Somatic escape variants of SERPINA1 in ⍺1-antitrypsin deficiency

Somatic escape variants of SERPINA1 in ⍺1-antitrypsin deficiency

Prof Stefan Marciniak; Cambridge Institute for Medical Research, University of Cambridge

I studied medicine at the University of Cambridge as part of its MB/PhD program. After training in respiratory medicine in Cambridge, London and Edinburgh, I undertook post-doctoral research in New York University for three years and then again in Cambridge. In 2012,I established my lab in the Cambridge Institute for Medical Research (CIMR) to study diseases caused by abnormal protein folding, including alpha1-antitryspin deficiency. In 2016, I was elected the Professor of Respiratory Science at the University of Cambridge. In Cambridge, I direct the MB/PhD program, while nationally I direct the NHS England Rare Disease Collaborative Network (RDCN) in Familial Pneumothorax.

Somatic variants accumulate in non-malignant tissues with age. Functional variants, leading to clonal advantage of hepatocytes, accumulate in the liver of patients with acquired chronic liver disease (CLD). Whether somatic variants are common to CLD from differing aetiologies is unknown. We analyzed liver somatic variants in patients with genetic CLD from alpha-1 antitrypsin (A1AT) deficiency or haemochromatosis.

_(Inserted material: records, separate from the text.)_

PR #3053, opened 2022-10-25
[Internal] Deprecate public MathUtils

pubiqq:
Utility methods for internal use should not be public (by analogy with [AnimationUtils](https://github.com/material-components/material-components-android/blob/ba70cd72d92501d556c3a4dbf01b1446217e4627/lib/java/com/google/android/material/animation/AnimationUtils.java), [ColorUtils](https://github.com/material-components/material-components-android/blob/ba70cd72d92501d556c3a4dbf01b1446217e4627/lib/java/com/google/android/material/color/utilities/ColorUtils.java), [ContextUtils](https://github.com/material-components/material-components-android/blob/ba70cd72d92501d556c3a4dbf01b1446217e4627/lib/java/com/google/android/material/internal/ContextUtils.java) and so on).
In order not to break binary compatibility, the public `MathUtils` class is preserved, but marked as `@Deprecated`.

### DIFF
--- a/lib/java/com/google/android/material/circularreveal/CircularRevealHelper.java
+++ b/lib/java/com/google/android/material/circularreveal/CircularRevealHelper.java
@@ -15,7 +15,7 @@
  */
 package com.google.android.material.circularreveal;
 
-import static com.google.android.material.math.MathUtils.DEFAULT_EPSILON;
+import static com.google.android.material.internal.MathUtils.DEFAULT_EPSILON;
 
 import android.graphics.Bitmap;
 import android.graphics.Bitmap.Config;
@@ -37,7 +37,7 @@ import androidx.annotation.IntDef;
 import androidx.annotation.NonNull;
 import androidx.annotation.Nullable;
 import com.google.android.material.circularreveal.CircularRevealWidget.RevealInfo;
-import com.google.android.material.math.MathUtils;
+import com.google.android.material.internal.MathUtils;
 import java.lang.annotation.Retention;
 import java.lang.annotation.RetentionPolicy;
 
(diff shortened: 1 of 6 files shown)


DanielJorn (approved):

raajkumars:
Thanks for the PR. But can you please update the description section to provide some explanation as to why this change is required.

pubiqq:
Ok, done.

drchen:
Hi thanks for the PR but unfortunately I don't think we can make this change since it's an API breakage. 

I agree MathUtils is better to be private but given now it's public in released versions, we cannot hide it.

pubiqq:
I was sure you had removed methods from `MathUtils` before, but it turns out this was before the first stable MDC was released 😅.
Could you reopen my PR so that I can change my proposal a bit?

drchen:
Apparently.... I cannot reopen a closed PR either....  (That's a surprise!)
Would you mind to create a new PR? Sorry for the inconvenience.

(And yes, basically we can't change any public APIs after **beta** versions are released.)

pubiqq:
Could you try again?

pubiqq:
New changes are not picked up when the PR is closed, so I reverted the branch to its original state.

pubiqq:
Ok, what about this proposal?

pubiqq:
bump

pubiqq:
bump

pubiqq:
bump

pubiqq:
bump

pubiqq:
bump

pubiqq:
bump

drchen:
Hey, still I don't see a strong reason to duplicate the code just to deprecate the public API...

If we are worried about exposing more unneeded API in the future, the common practice will be delegating the logic from the deprecated API to the internal API. But it really seems like an over-kill to me in the MathUtils case...

pubiqq:
This change is intended so that you can make any changes to `MathUtils` without fear that they will break something in the public API.

I just didn't want to mix deprecation of the public class and changes to the restricted class one in the same PR, so I decided to request approval for deprecation first.

drchen:
@dsn5ft Dan, can you help make a decision here?

dsn5ft:
This doesn't really feel worth it to me. At this point it's not difficult for us to maintain the existing MathUtils, since we basically never change it. So I think duplicating / deprecating is more confusing than just leaving it as is.

Also we do have some other public util classes.

dsn5ft:
Will close the PR for now but feel free to reopen or add more comments.

Issue #3058, opened 2022-11-02
[Menu][BottomAppBar][BottomNavigationView] background color is slightly different


manabu-nakamura:
**Description:** The background color of menu (and action bar) is slightly different from the background color of bottom app bar (and navigation bar) while the specs seem to be the same.
(Menu)
https://m3.material.io/components/menus/specs:
```
Element      | Design attribute   | Role         | Token
5. Container | Color              | Surface      | md.sys.color.surface
             | Surface tint color | Surface tint | md.sys.color.surface-tint
             | Elevation          | Level 2      | md.sys.elevation.level2
```
![Screenshot_20221102_140603](https://user-images.githubusercontent.com/71050561/199409281-9403034d-09a6-463c-8ba0-e4c6d1a3c7eb.png)
The background color of menu is **#f6ede8**.
(Action Bar)
![Screenshot_20221114_112020](https://user-images.githubusercontent.com/71050561/201563690-6cb5cb8a-b93b-4b7a-be6e-a87c4af44c6e.png)
The background color of action bar is **#f6ede8**.
(Bottom App Bar, Navigation Bar)
https://m3.material.io/components/bottom-app-bar/specs:
https://m3.material.io/components/navigation-bar/specs:
```
Element      | Design attribute | Role         | Token or value
1. Container | Color            | Surface      | md.sys.color.surface
             | Elevation        | Level 2      | md.sys.elevation.level2
             | Surface tint     | Surface tint | md.sys.color.surface-tint
```
![Screenshot_20221102_140841](https://user-images.githubusercontent.com/71050561/199409228-6204eb1e-6006-490b-a890-486a62639086.png)
![Screenshot_20221114_114246](https://user-images.githubusercontent.com/71050561/201564362-128fd62b-8ae6-468f-a498-8fc2abfab4be.png)
The background color of bottom app bar (and navigation bar) is **#f5ece7**.
(Top App Bar)
https://github.com/material-components/material-components-android/issues/2664

**Expected behavior:** The background color of menu (and action bar) is the same as the background color of bottom app bar (and navigation bar).

**Source code:**
https://github.com/material-components/material-components-android/blob/master/catalog/java/io/material/catalog/menu/MenuMainDemoFragment.java#L89
https://github.com/material-components/material-components-android/blob/master/catalog/java/io/material/catalog/menu/res/menu/popup_menu.xml
[...]

PR #3062, opened 2022-11-04
[ElevationOverlayProvider] overlayAlphaFraction should be rounded

manabu-nakamura:
#3058


drchen (approved):
The change itself looks good to me but I'm not sure if we are able to land it due to it may introduce a lot of internal test breakages. Will update here if we decide it's not worth to merge it now given we are going to deprecate this very soon.

manabu-nakamura:
Please concentrate on developing the new mechanism.

PR #190, opened 2016-06-28
README.md correction

bc-luke:
The audit reader is created from the entity manager.


tolry:
@bc-luke no, that's actually correct, see https://github.com/simplethings/EntityAudit/blob/master/src/SimpleThings/EntityAudit/AuditManager.php#L39

But thanks for your effort still!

We show that somatic variants in SERPINA1, the gene encoding A1AT, are strongly selected for in A1AT deficiency, with evidence of convergent evolution. Acquired SERPINA1 variants are clustered at the carboxyl terminus of A1AT, leading to truncation. In vitro and in vivo, C-terminal truncation variants reduce disease-associated Z-A1AT polymer accumulation and disruption of the endoplasmic reticulum, supporting the C-terminal domain swap mechanism. Therefore, somatic escape variants from a deleterious germline variant are selected for in A1AT deficiency, suggesting that functional somatic variants are disease-specific in CLD and point to disease-associated mechanisms.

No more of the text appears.